Three students arrested over dormitory fire
Police in Bomet have arrested three students suspected to be behind the torching of a dormitory at Kabungut Boys’ High School on Saturday night.
Bomet Central sub county police Commander Musa Imamai said two are aged 17 years while the other one is 18 years.
The suspects, he added, are Form Three students.
Speaking to People Daily, Imamai said investigations have shown that the fire started from a mattress in the dormitory before engulfing a section of the building.
The trio, he noted, are being held at the Bomet Police Station and will help police in the investigations.

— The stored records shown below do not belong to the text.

PR #371, opened 2026-05-19
feat(web): incremental graph physics — calm node growth on poke

aaronsb:
## Problem

Any time the graph was "poked" — expand a node, follow a concept, toggle a filter — the CPU and GPU force-sim hooks re-seeded **every** node from a fresh sphere and reset alpha to full (1.0). The entire graph exploded and re-settled on every change.

## Fix

`seedWithCarryover` (new, in `positions.ts`): keeps every node that survived the change at its settled — and drag-adjusted — position, and only sphere-seeds genuinely new nodes so they ease in toward the existing layout. `carriedCount` lets the sim hook pick:

- **nothing carried** → genuinely fresh graph → full `alphaInitial` (1.0)
- **anything carried** → incremental poke → gentle `alphaIncremental` (0.3)

The outgoing layout is snapshotted straight from `positionsRef` at re-seed time (it still holds the previous generation there, index-aligned with a `priorIdsRef`), so there is **zero per-frame cost**. Scene's old unconditional `reheat()`-on-length effect — the thing that slammed alpha to full on every poke — is removed; the hooks now own re-seed + the demand-mode frame kick.

## Scope

Both **Force Graph** and **Document Explorer** benefit — they share the `Scene → useSim` engine, and 2D vs 3D is just the `dimensions` param to the same CPU/GPU hooks. There is no separate D3 physics canvas.

The manual **Reheat** button still does a deliberate full re-layout (`alphaInitial`), unchanged.

## Also in this PR

- Unit test for `seedWithCarryover` (fresh / full carry / partial+reorder / torn-snapshot guard) — 4 tests, passing.
- Reworded three stale `transformForD3` / "2D explorer" comments in `ForceGraph.tsx` (no D3 explorer exists; the rationale is kept, the dead reference dropped).
- Fixed two pre-existing unused-var lint errors in `ForceGraph.tsx` (`onNodeClick`, `mergeRawGraphData`).

## Verification

- `tsc -b`: changed files add **zero** type errors (2 errors remain in `BlockPalette.tsx` / `dataTransformer.ts` — pre-existing on `main`, out of scope).
- `eslint`: all changed + new files clean.
- `vitest`: `positions.test.ts` 4/4 pass.
- **Visual**: confirmed by the author — poking the graph (right-click → add adjacent) now grows calmly instead of exploding.

## Follow-ups (not in this PR)

- GPU hook still fully rebuilds `GPUComputationRenderer` on edge-only changes (calm now, but rebuild cost unchanged). In-place neighbor-texture update is the natural next step if perf matters.
- New nodes spawn from the central sphere region and fly in. If spawning near the connecting node is preferred, that's a separate change.

### DIFF
--- a/web/src/explorers/ForceGraph/ForceGraph.tsx
+++ b/web/src/explorers/ForceGraph/ForceGraph.tsx
@@ -38,7 +38,7 @@ import { useThemeStore } from '../../store/themeStore';
 /** ForceGraph — r3f Canvas + scene composition.  @verified c17bbeb9 */
 export const ForceGraph: React.FC<
   ExplorerProps<ForceGraphData, ForceGraphSettings>
-> = ({ data, settings, onSettingsChange, onNodeClick, onSendToReports, className }) => {
+> = ({ data, settings, onSettingsChange, onSendToReports, className }) => {
   const [selectedId, setSelectedId] = useState<string | null>(null);
   const [hoveredId, setHoveredId] = useState<string | null>(null);
   const [hiddenIds] = useState<Set<string>>(() => new Set());
@@ -72,8 +72,6 @@ export const ForceGraph: React.FC<
   const [focusedNode, setFocusedNode] = useState<string | null>(null);
   // Open node info panels — one per selected node, dismissable.
   const [activeNodeInfos, setActiveNodeInfos] = useState<NodeInfoData[]>([]);
-
-  const mergeRawGraphData = useGraphStore((s) => s.mergeRawGraphData);
   const visibleEdgeCategories = useGraphStore((s) => s.filters.visibleEdgeCategories);
   // Universal filters live in the store so every explorer sees the same
   // filtered data. Reading them via individual selectors keeps zustand's
@@ -179,10 +177,10 @@ export const ForceGraph: React.FC<
 
   const vocabStore = useVocabularyStore();
 
-  // Resolve an edge's category with a 3-level fallback (matches the chain
-  // used by the 2D explorer's transformForD3): vocabulary lookup →
-  // API-provided category → fallback. Keeping the chain in sync means the
-  // shared visibleEdgeCategories store stays consistent across explorers.
+  // Resolve an edge's category with a 3-level fallback: vocabulary lookup
+  // → API-provided category → fallback. Document Explorer resolves edge
+  // categories the same way; keeping the chain identical means the shared
+  // visibleEdgeCategories store stays consistent across both explorers.
   const edgeCategory = useCallback(
     (e: ForceGraphData['edges'][number]): string => {
       let cat = vocabStore.getCategory(e.type);
@@ -255,7 +253,7 @@ export const ForceGraph: React.FC<
     if (edgeColorBy === 'confidence') {
       return es.map((e) => {
         // weight ∈ [0,1] (set from API confidence). Hue 0=red, 120=green
-        // matches the d3 2D explorer's scale so cross-view comparison reads.
+        // — low confidence reads hot, high confidence cool.
         const w = typeof e.weight === 'number' ? e.weight : 0.5;
         const hue = Math.max(0, Math.min(1, w)) * 120;
         return `hsl(${hue}, 70%, 50%)`;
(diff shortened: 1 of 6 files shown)


aaronsb:
## Code Review — incremental graph physics

**Verdict: clean. No blockers, no should-fix. Two nits below.** Reviewed the carry-over snapshot timing in both hooks, the index-alignment invariant across all paths, the Scene effect removal, and test coverage.

### What this accomplishes

Replaces "re-seed every node from a fresh sphere + alpha=1.0 on any node-set change" with `seedWithCarryover`: surviving nodes keep their settled (and drag-adjusted) positions, only genuinely new nodes sphere-seed, and `carriedCount` drives a gentle `alphaIncremental` (0.3) vs full `alphaInitial` (1.0). The unconditional Scene reheat-on-length effect — the actual cause of the whole-graph "sproing" — is gone; the hooks now own re-seed plus the demand-mode `invalidate()` kick.

### Correctness — index-alignment invariant holds

- **CPU** (`useForceSim.ts:136-156`): the `useMemo` reads `positionsRef`/`priorIdsRef` (outgoing generation, index-aligned) and writes both before returning. `useFrame` (`:192`, `:359`-equivalent) only mutates `positionsRef` in place at length `3*N` of the generation that set it up and never touches `priorIdsRef`. Read-then-write is atomic from React's view. Invariant preserved.
- **GPU** (`useGpuForceSim.ts:131-143`): same read-then-reassign ordering, in a post-commit effect that runs before the next frame, so `positionsRef` still holds the previous generation's last readback (`:359-367`). Cleanup (`:293-300`) intentionally does **not** touch `priorIdsRef` — comment (`:101-102`) and behavior agree; cleanup runs before the next effect, so clearing it there would drop the snapshot. Correct.
- **`nodeCount===0` path** (`useGpuForceSim.ts:113-118`): clears `positionsRef` and `priorIdsRef` together — no torn state. CPU has no early return but reaches the equivalent state naturally (`nodes.map` → `[]`, `havePrior` false).
- **StrictMode**: first mount has `priorIdsRef.current === []` → `havePrior` false → `alphaInitial`. Dev double-mount is a fresh instance with fresh refs → same result. No spurious incremental reheat on initial load.
- **Torn-snapshot guard**: `seedWithCarryover` (`positions.ts:60-63`) gates on `priorPositions.length >= priorIds.length * 3` before any indexed read — no OOB. Test covers it.
- `invalidate` confirmed in scope in the CPU hook (`useForceSim.ts:108`).

### Scene effect removal — nothing lost

Old `useEffect(() => sim.reheat(), [nodes.length])` fired only on count change. The replacement `useEffect(invalidate, [nodes])` in both hooks fires on identity change — a strict superset that also covers same-count filter swaps the old code missed. Manual Reheat button still calls `sim.reheat()` with `alphaInitial` — unchanged. The detailed comment left at `Scene.tsx:179-185` is good practice for a non-obvious deletion.

### Nits (non-blocking)

**1. Empty-set carry-over loss — confirm it's intended UX.** Filter → empty → unfilter loses the snapshot (`priorIdsRef` reset to `[]` on the empty generation), so the next non-empty render gets a full `alphaInitial` reheat instead of gentle. This is almost certainly the desired behavior ("nothing on screen → nothing to remember"), but it's an implicit design choice worth a one-line code comment near the GPU `nodeCount===0` reset (`useGpuForceSim.ts:115`) so it reads as deliberate rather than incidental.

**2. Test coverage gap: zero-survivors-with-non-empty-prior.** `positions.test.ts` covers fresh / full carry / partial+reorder / torn snapshot, but not "non-empty prior, zero surviving ids" (full filter swap). That path yields `carriedCount=0` → `alphaInitial`, which is exactly the gentle-vs-full discriminator the sim hooks depend on. One extra case locks the alpha-selection contract against regression.

### Notes (no action)

- `useMemo` writing refs + calling `setAlphaDisplay` during render (`useForceSim.ts:136-156`) is a pre-existing render-purity concern, not introduced here. It's also load-bearing: the carry-over snapshot needs `positionsRef` to still hold the outgoing generation, which moving to an effect would break. Leave as-is.
- `ForceGraph.tsx` comment rewordings and the two unused-var lint fixes (`onNodeClick`, `mergeRawGraphData`) are accurate and in scope.

Nice work — the snapshot timing is the subtle part and it's handled correctly in both the render-phase (CPU) and post-commit (GPU) cases, with the asymmetry documented.

---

The fires at the dormitories in Kabungut and Chebunyo boys’ High Schools in Bomet Central and Chepalungu respectively started just an hour after the other and burnt dormitories.
This brings to three the number of schools, which have been torched so far in a span of two weeks even as such cases continue to rise across the country.
Two weeks ago a dormitory at Kimulot Boys’ School in Konoin went up in flames.
Five suspects were arrested in connection to it but they are, however, yet to be arraigned to court.
In the first incident at Kabungut, the 7:30 pm fire started when the students were in their classrooms for the usual prep.
It took the joint efforts of the county disaster team and members of the public who responded swiftly to contain the fierce fire from consuming the entire part of the 100ft structure. The dormitory houses up to 100 students.
Personal belongings of students residing in the burnt section of the dormitory could not be salvaged.
At the Chebunyo School, nothing was salvaged in the 9pm fire which burnt down a dormitory housing at least 90 students.
Among the property destroyed in the building are mattresses, boxes and other belongings of at least 90 students.
Sub county Police Commander Nelson Masai said even though they suspect the fire may have been ignited by electricity; they are investigating to know, “if anyone tampered with it”.
Meanwhile, Kenya National Union of Teachers (KNUT) has asked the government to consider scrapping the component of boarding in all basic learning institutions across the country as a way of addressing the rampant unrest.